::: Available data

PR #1402, opened 2021-06-02
Add bash path function to script expander

mdrohmann:
https://www.pivotaltracker.com/story/show/178201884

### DIFF
--- a/activestate.yaml
+++ b/activestate.yaml
@@ -138,17 +138,17 @@ scripts:
     value: |
       set -e
       echo "Building State Tool"
-      $scripts.build.path.posix()
+      $scripts.build.path._posix()
       echo "Building State Installer"
-      $scripts.build-installer.path.posix()
+      $scripts.build-installer.path._posix()
       echo "Building State Service"
-      $scripts.build-svc.path.posix()
+      $scripts.build-svc.path._posix()
       echo "Building State Tray App"
-      $scripts.build-tray.path.posix()
+      $scripts.build-tray.path._posix()
       echo "Building State Update Dialog Frontend"
-      $scripts.build-updlg-front.path.posix()
+      $scripts.build-updlg-front.path._posix()
       echo "Building State Update Dialog"
-      $scripts.build-updlg.path.posix()
+      $scripts.build-updlg.path._posix()
   - name: build-installer
     language: bash
     description: Builds the state-installer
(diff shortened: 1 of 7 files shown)


activestate.yaml
```diff
@@ -138,17 +138,17 @@ scripts:
     value: |
       set -e
       echo "Building State Tool"
-      $scripts.build.path()
+      $scripts.build.bash-path()
```
Naatan, line 141: Hmm what if we did `$scripts.build.path(posix)`, or `$scripts.build.path.posix()`.

I don't think we should use `bash`, that's too opinionated.

pkg/project/expander.go
```diff
@@ -134,8 +137,27 @@ func ScriptExpander(_ string, name string, meta string, isFunction bool, project
...
+				return "", err
+			}
+			return filepath.ToSlash(path), nil
+		case "bash-path":
+			path, err := expandPath(name, script)
+			if err != nil {
+				return "", err
+			}
+			if runtime.GOOS == "windows" {
+				return fmt.Sprintf("$((type cygpath > /dev/null && cygpath '%s') || (type wslpath > /dev/null && wslpath -u '%s') || echo '%s')", path, path, path), nil
```
Naatan, line 156: We need to run this ourselves in the background and pass back the result. `path()` returns a string that is the path of the file, not a string that needs to be evaled.

Naatan (approved):

Naatan (changes requested):
Woops, meant to request changes.

activestate.yaml
daved: This, in essence, is creating a portion of the API that we'll need to continually support in order to inject some context into the expander. Further, this is an easy-to-miss dependency. For example, if a bunch of Linux users don't use path.posix() and then a Windows user joins the team and unexpectedly gets the wrong value. It's not intuitive to need to repeat bash/posix while inside of a bash script.

I very much think that we, in the go code, should change the working directory to the one holding the script, then get the path to the script using the shell determined by the script language. This solution would require us to be able to send in contextual info (the shell type) to the expander logic.

Naatan: As I said yesterday this can be an iteration, I agree the ideal we're striving for is that `path()` just handles this intelligently, but there are always edge cases and having explicit behavior "as well" does not hurt.

daved: A "POSIX" version of a Windows path is not what is needed. The resolved path is environment-dependent. For example, `C:\Users\username` is `/mnt/c/Users/username` in WSL Bash on Windows. This would be `/c/Users/username` if "bash" is actually git-bash. The context that is needed in the expander is which shell is being used so that that shell's environment can be called to get the path. A simple "conversion to posix" is not sufficient.

activestate.yaml
```diff
@@ -138,17 +138,17 @@ scripts:
     value: |
       set -e
       echo "Building State Tool"
-      $scripts.build.path()
+      $scripts.build.path.posix()
```
Naatan, line 141: Please use the underscore variant we discussed, ie. `_posix()`. The underscore is important as it communicates "danger".

internal/osutils/osutils.go
```diff
@@ -56,10 +57,33 @@ func BashifyPath(absolutePath string) (string, error) {
...
+func winPathToLinPath(name string) (string, error) {
+	cmd := exec.Command("bash", "-c", "pwd")
+	cmd.Dir = filepath.Dir(name)
+
+	out, err := cmd.Output()
+	if err != nil {
+		return "", err
+	}
+
+	path := strings.TrimSpace(string(out)) + "/" + filepath.Base(name)
```
Naatan, line 84: Wouldn't `out` already contain `filepath.Base(name)` ?

Naatan (changes requested):

internal/osutils/osutils.go
mdrohmann: No, in line 77, we remove the basename, so we can change into that directory.

Naatan (approved):

PR #1403, opened 2021-06-03
State clean cache panic fix

MDrakos:
https://www.pivotaltracker.com/story/show/178307440

### DIFF
--- a/internal/runners/clean/cache.go
+++ b/internal/runners/clean/cache.go
@@ -44,6 +44,10 @@ func (c *Cache) Run(params *CacheParams) error {
 	if params.Project != "" {
 		paths := projectfile.GetProjectPaths(c.config, params.Project)
 
+		if len(paths) == 0 {
+			return locale.NewInputError("err_cache_no_project", "Could not determine path to project {{.V0}}", params.Project)
+		}
+
 		for _, projectPath := range paths {
 			err := c.removeProjectCache(projectPath, params.Project, params.Force)
 			if err != nil {
@@ -82,13 +86,9 @@ func (c *Cache) removeProjectCache(projectDir, namespace string, force bool) err
 		}
 	}
 
-	projectInstallPath, err := runtime.ProjectDirToTargetDir(projectDir, c.config.CachePath())
-	if err != nil {
-		return locale.WrapError(err, "err_cache_target_dir", "Could not get target cache directory")
-	}
+	projectInstallPath := runtime.ProjectDirToTargetDir(projectDir, c.config.CachePath())
 	logging.Debug("Remove project path: %s", projectInstallPath)
-
-	err = os.RemoveAll(projectInstallPath)
+	err := os.RemoveAll(projectInstallPath)
 	if err != nil {
 		return locale.WrapError(err, "err_clean_remove_artifact", "Could not remove cached runtime environment for project: {{.V0}}", namespace)
 	}
--- a/internal/runners/clean/cache.go
+++ b/internal/runners/clean/cache.go
@@ -3,22 +3,19 @@ package clean
 import (
 	"os"
 
-	"github.com/ActiveState/cli/internal/config"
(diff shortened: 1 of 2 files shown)


pkg/platform/runtime/target.go
```diff
@@ -73,14 +80,12 @@ func (c *CustomTarget) OnlyUseCache() bool {
...
 
-func ProjectDirToTargetDir(projectDir, cacheDir string) string {
-	projectDirDirty := filepath.Dir(projectDir)
-	projectDir, err := fileutils.ResolveUniquePath(projectDirDirty)
+func ProjectDirToTargetDir(projectDir, cacheDir string) (string, error) {
+	resolvedDir, err := fileutils.ResolveUniquePath(projectDir)
 	if err != nil {
-		logging.Error("Could not resolve unique path for projectDir: %s, error: %s", projectDir, err.Error())
-		projectDir = projectDirDirty
+		return "", locale.WrapError(err, "err_target_resolve_dir", "Could not resolve project directory")
```
mdrohmann, line 86: hmm... unless, the `projectDir` is the empty string, it should be safe to proceed with that string, shouldn't it?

::::::

Aim of the exercise:
Across the material above, how many lines contain the string "example"? The reply should be that number alone.

Reply to the exercise:
2